(Data records)
PR #1504, opened 2017-08-09
[WIP] Add functionality to save XTR plots as .png files

andersonfrailey:
In release 0.12.6, Bokeh added the ability to save plots as .PNG files, rather than just .HTML. This PR modifies the `write_graph_file` function in `utils.py` to take advantage of this new capability and updates `environment.yml` to include `phantomjs` and Bokeh 0.12.6.

There is no change to the arguments accepted by `write_graph_file`, I have just added a few lines to check if the file ends in `.PNG` and, if so, use `export_png` rather than the usual save feature.

### DIFF
--- a/RELEASES.md
+++ b/RELEASES.md
@@ -16,6 +16,9 @@ Release 0.9.3 on 2017-??-??
 - Add validation checking of policy parameters involved in a reform
   [[#1502](https://github.com/open-source-economics/Tax-Calculator/pull/1502)
   by Martin Holmer]
+- Add capability to save XTR graphs as .PNG files
+  [[#1504](https://github.com/open-source-economics/Tax-Calculator/pull/1504)
+  by Anderson Frailey]
 
 **Bug Fixes**
 - None
--- a/environment.yml
+++ b/environment.yml
@@ -12,3 +12,4 @@ dependencies:
 - coverage
 - pytest-pep8
 - pytest-xdist
+- phantomjs
--- a/environment.yml
+++ b/environment.yml
@@ -5,7 +5,7 @@ dependencies:
 - numba
 - toolz
 - six
-- bokeh >=0.12.3
+- bokeh >=0.12.6
 - mock
 - pep8
 - pylint
--- a/environment.yml
+++ b/environment.yml
@@ -13,3 +13,5 @@ dependencies:
 - pytest-pep8
 - pytest-xdist
 - phantomjs
+- pillow
+- selenium
--- a/taxcalc/utils.py
+++ b/taxcalc/utils.py
@@ -1038,7 +1038,7 @@ def write_graph_file(figure, filename, title):
     figure : bokeh.plotting figure object
 
     filename : string
-        name of HTML file to which figure is written;
+        name of file to which figure is written;
         should end in .html or .png
 
     title : string
--- a/taxcalc/utils.py
+++ b/taxcalc/utils.py
@@ -1038,7 +1038,8 @@ def write_graph_file(figure, filename, title):
     figure : bokeh.plotting figure object
 
     filename : string
-        name of HTML file to which figure is written; should end in .html
+        name of HTML file to which figure is written;
+        should end in .html or .png
 
     title : string
         text displayed in browser tab when HTML file is displayed in browser
@@ -1048,8 +1049,12 @@ def write_graph_file(figure, filename, title):
     Nothing
     """
     delete_file(filename)    # work around annoying 'already exists' bokeh msg
-    bio.output_file(filename=filename, title=title)
-    bio.save(figure)
+    # Save file as either PNG or HTML file
+    if filename[-4:].lower() == '.png':
+        bio.export_png(figure, filename)
+    else:
+        bio.output_file(filename=filename, title=title)
+        bio.save(figure)
 
 
 def isoelastic_utility_function(consumption, crra, cmin):


andersonfrailey:
I'm working on getting that Travis build error fixed. Will post when I do.

martinholmer:
@andersonfrailey, What's the purpose of adding `phantomjs` to the taxcalc-dev environment?

martinholmer:
@andersonfrailey,  The new docstring documentation of `filename` should probably be changed:
```
  filename : string
-       name of HTML file to which figure is written;
+       name of file to which figure is written;
        should end in .html or .png
```

martinholmer:
@andersonfrailey, The Travis-CI tests failed because `phantomjs` was not available.
What does `phantomjs` have to do with these graphing enhancements?

andersonfrailey:
@martinholmer, `phantomjs` is used by Bokeh to capture the PNG image. What's essentially happening is Bokeh takes a screenshot of what would be rendered in the browser and saves it. They give some details in their [release announcement](https://bokeh.github.io/blog/2017/6/13/release-0-12-6/).

My understanding of `environment.yml` is that it contains the packages needed to use all of Tax-Calc's features. If that's incorrect I'll update the PR to remove `phantomjs` from it.

martinholmer:
@andersonfrailey said:
> `phantomjs` is used by Bokeh to capture the PNG image. What's essentially happening is Bokeh takes a screenshot of what would be rendered in the browser and saves it. They give some details in their [release announcement](https://bokeh.github.io/blog/2017/6/13/release-0-12-6/).

When I go to the Bokeh release announcement and search for `phantomjs`, I find nothing.
Where does it say that `phantomjs` is **required** to use bokeh 0.12.6?

andersonfrailey:
@martinholmer, sorry, I should have added a second link to my post. It's explicitly state in the [PR that added this feature](https://github.com/bokeh/bokeh/pull/6189).

When you try to use it without phantomjs installed you receive this error:
```
RuntimeError: PhantomJS is not present in PATH. Try "conda install phantomjs" or                            "npm install -g hpantomjs-prebuilt"
```
You also need pillow and selenium. Errors weren't raised for either of those when I was working on this because I forgot to switch to the taxcalc-dev environment and had them installed already in the environment I was working in. I can add them to `environment.yml` in my next commit.

martinholmer:
@andersonfrailey said:
> sorry, I should have added a second link to my post. It's explicitly state in the PR that added this feature.
>
> When you try to use it without phantomjs installed you receive this error:
>
>```
> RuntimeError: PhantomJS is not present in PATH.
> Try "conda install phantomjs" or "npm install -g hpantomjs-prebuilt"
>```
> **You also need pillow and selenium**. Errors weren't raised for either of those when I was working on this because I forgot to switch to the taxcalc-dev environment and had them installed already in the environment I was working in. I can add them to `environment.yml` in my next commit.

Two things:

First, why don't we leave the .png graph output as a Tax-Calculator **option**?  Which means we document the dependencies in the `utils.py` docstring, but omit the three new packages from the `environment.yml` file.  Presumably, if somebody wants to write graphs as .png files, they will add the three extra packages to their environment.  The cost of adding packages is not zero; the taxcalc package gets bigger and the GitHub tests that longer to set up.

Second, I don't see how you can add `phantomjs` to the `environment.yml` file because it appears as if there is no conda `phantomjs` package for linux.  This seems to be why you can't pass the check-in tests.

Taken together, these two things suggest strongly that this .png feature should remain an option.

Oh, and by the way, how are you going to test the new code?  Once you pass the unit tests, your pull request is going to fail the coverage test.

Can we step back to the very beginning?  Why do we need this capability?
More options are better but in this case the extra option entails considerable costs?
What's the problem in having only .html graph output?

andersonfrailey:
@martinholmer the motivating reason behind this PR was to give the user one more option for saving an image because we already do have the `write_graph_file` method. An HTML file would generally be satisfactory, but if the user wanted to include the graph in a paper they would have to go through the process of opening and saving the file themselves.

Will and I ran into this issue when we were working on a paper a few months ago. We were writing it in LaTex, which can read PNG file and include them in the paper automatically, but is not able to open an HTML file. Basically it's just a convenience issue.

I'm seeing that this would take much more leg work than I initially anticipated, and users could always install the necessary packages themselves to take advantage of Bokeh's new features, so I have no problem with tabling this PR indefinitely.

martinholmer:
@andersonfrailey said:
> The motivating reason behind this PR was to give the user one more option for saving an image because we already do have the `write_graph_file` method. An HTML file would generally be satisfactory, but if the user wanted to include the graph in a paper they would have to go through the process of opening and saving the file themselves.
>
> Will and I ran into this issue when we were working on a paper a few months ago. We were writing it in LaTex, which can read PNG file and include them in the paper automatically, but is not able to open an HTML file. Basically it's just a convenience issue.

Yes, I noticed this problem when I first worked with the graphing capabilities in the `utils.py` file.  It's not very elegant, but while viewing the graph in your browser you can do a "screen shot" and crop the "screen" to be the size of the graph itself.  At least on a Mac, the resulting "screen shot" is saved as a .png file, which could then be imported into your document.

@andersonfrailey continued:
> I'm seeing that this would take much more leg work than I initially anticipated, and users could always install the necessary packages themselves to take advantage of Bokeh's new features, so I have no problem with tabling this PR indefinitely.

Besides the size of the extra packages required by bokeh to generate a .png graph file, it seems the key problem is the apparent lack of a phantomjs conda package for Linux.   Have you investigated that problem?  That is what is causing the test failure when you check-in your pull request on GitHub.

Closing this pull request would mean doing creating the .png files by hand (as described above).
It's not convenient.  But are you OK with that?  The real problem here is that bokeh is a very young project and so it doesn't have hardly any of the file-output capabilities that are routine in other graphics programs.  I'm not sure why our project settled on bokeh because I wasn't involved in the early discussions.

hdoupe:
@andersonfrailey While the Bokeh graphs are much nicer the matplotlib graphs, you can save matplotlib graphs as png's pretty easily.  Until Bokeh develops a better graph saving solution, a short-term fix could be to just use matplotlib if the user wants to save a graph.

@martinholmer

martinholmer:
@hdoupe said:
> While the Bokeh graphs are much nicer than matplotlib graphs, you can save matplotlib graphs as png's pretty easily. Until Bokeh develops a better graph saving solution, a short-term fix could be to just use matplotlib if the user wants to save a graph.

I haven't made any visual comparisons.  Are bokeh graphs **much** nicer looking?  In what respects are they nicer?

You're absolutely right about the wide range of graph output formats.  Here is what the docs say:

> Here is a summary of the matplotlib renderers (there is an eponymous backed for each; these are non-interactive backends, capable of writing to a file):
>
> Renderer | Filetypes | Description
> -- | -- | --
> AGG | png | raster graphics – high quality images using the Anti-Grain Geometry engine
> PS | ps eps | vector graphics – Postscript output
> PDF | pdf | vector graphics – Portable Document Format
> SVG | svg | vector graphics – Scalable Vector Graphics
> Cairo | png ps pdf svg ... | vector graphics – Cairo graphics
> GDK | png jpg tiff ... | raster graphics – the Gimp Drawing Kit Deprecated in 2.0

This information makes me wonder even more why the project went with bokeh.

@MattHJensen @andersonfrailey @GoFroggyRun

andersonfrailey:
@martinholmer asked:
> it seems the key problem is the apparent lack of a phantomjs conda package for Linux. Have you investigated that problem? That is what is causing the test failure when you check-in your pull request on GitHub.

A quick search through the [Anaconda Package List](https://docs.continuum.io/anaconda/packages/pkg-docs) confirms conda only has the phantomjs package for mac and windows. I haven't found any information as to why that's the case yet.

> Closing this pull request would mean doing creating the .png files by hand (as described above).
It's not convenient. But are you OK with that?

I'm ok with that for now because it's still possible for a user to automate the .png files if they really wanted. They just have to install the extra packages on their own. Everything is available using conda so it wouldn't require too much extra effort. I would love to eventually add this feature, but figuring out how we could do that and still pass all the tests is a much lower priority than other work that needs to be done so I'm in no rush.

> I haven't made any visual comparisons. Are bokeh graphs much nicer looking? In what respects are they nicer?

I would say they're nicer looking, but that's purely from a personal preference standpoint. I don't have any objective standard by which I'm making that determination.

martinholmer:
@andersonfrailey said about bokeh pull request #1504:
> A quick search through the Anaconda Package List confirms conda only has the `phantomjs` package for mac and windows. I haven't found any information as to why that's the case yet.
>
>> Closing this pull request would mean doing creating the .png files by hand (as described above).  It's not convenient. But are you OK with that?
>
> I'm ok with that for now because it's still possible for a user to automate the .png files if they really wanted. They just have to install the extra packages on their own. Everything is available using conda so it wouldn't require too much extra effort. I would love to eventually add this feature, but figuring out how we could do that and still pass all the tests is a much lower priority than other work that needs to be done so I'm in no rush.

OK.  Sorry this has been such a hassle.

I'm going to close #1504 now, but it will always be available on GitHub from the list of closed pull requests.  I think this would be an improvement, but the bokeh group is a little slow rolling out these enhancements in a self-contained way.  The bokeh package should be able to export graphs in PNG format as a core capability that does not require any extra packages.  Maybe they will get there sometime in the future.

WHAT TO DO | The answer must be a single number: how many lines in the records above contain the word "from".

ANSWER TO THE PROBLEM | 4